Collected data
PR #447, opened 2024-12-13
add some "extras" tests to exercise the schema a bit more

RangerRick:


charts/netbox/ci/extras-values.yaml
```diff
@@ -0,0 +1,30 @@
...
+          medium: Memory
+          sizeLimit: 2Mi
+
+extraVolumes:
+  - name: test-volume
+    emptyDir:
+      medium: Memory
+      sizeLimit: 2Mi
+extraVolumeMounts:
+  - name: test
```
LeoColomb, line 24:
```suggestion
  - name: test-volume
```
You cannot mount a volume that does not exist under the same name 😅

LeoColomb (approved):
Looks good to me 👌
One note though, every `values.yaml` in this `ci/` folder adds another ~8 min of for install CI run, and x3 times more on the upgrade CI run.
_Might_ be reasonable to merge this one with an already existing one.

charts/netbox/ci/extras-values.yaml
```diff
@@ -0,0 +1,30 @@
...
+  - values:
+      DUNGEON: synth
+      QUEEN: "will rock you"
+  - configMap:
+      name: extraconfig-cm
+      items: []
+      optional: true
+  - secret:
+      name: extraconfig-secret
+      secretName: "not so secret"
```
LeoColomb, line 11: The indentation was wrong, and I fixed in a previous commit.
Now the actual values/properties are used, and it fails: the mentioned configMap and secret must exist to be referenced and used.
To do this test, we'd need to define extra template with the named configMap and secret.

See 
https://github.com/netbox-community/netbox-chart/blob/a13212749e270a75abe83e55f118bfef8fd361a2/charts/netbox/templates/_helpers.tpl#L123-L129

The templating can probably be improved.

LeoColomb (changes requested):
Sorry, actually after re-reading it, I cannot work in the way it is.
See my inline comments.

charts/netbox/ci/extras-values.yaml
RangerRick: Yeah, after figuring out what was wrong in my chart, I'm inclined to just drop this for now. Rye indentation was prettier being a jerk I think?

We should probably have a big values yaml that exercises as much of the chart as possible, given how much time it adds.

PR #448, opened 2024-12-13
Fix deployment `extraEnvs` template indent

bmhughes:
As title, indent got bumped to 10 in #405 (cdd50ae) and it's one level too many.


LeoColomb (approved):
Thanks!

--

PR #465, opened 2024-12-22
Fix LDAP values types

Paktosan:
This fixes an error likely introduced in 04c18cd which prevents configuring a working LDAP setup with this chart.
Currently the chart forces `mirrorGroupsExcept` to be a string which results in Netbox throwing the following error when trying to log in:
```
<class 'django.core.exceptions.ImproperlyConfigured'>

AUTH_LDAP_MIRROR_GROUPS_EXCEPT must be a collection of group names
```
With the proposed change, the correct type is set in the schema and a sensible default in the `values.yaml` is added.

* * *

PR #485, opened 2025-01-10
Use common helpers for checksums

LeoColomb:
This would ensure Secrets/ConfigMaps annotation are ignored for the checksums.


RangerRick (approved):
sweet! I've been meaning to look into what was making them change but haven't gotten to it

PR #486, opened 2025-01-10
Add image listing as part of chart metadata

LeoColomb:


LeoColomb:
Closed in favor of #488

_HOW TO COMPLETE THIS TASK_
Among the lines of the data, which ones contain the word "schema"? Show them.

_TASK ANSWER_
add some "extras" tests to exercise the schema a bit more
With the proposed change, the correct type is set in the schema and a sensible default in the `values.yaml` is added.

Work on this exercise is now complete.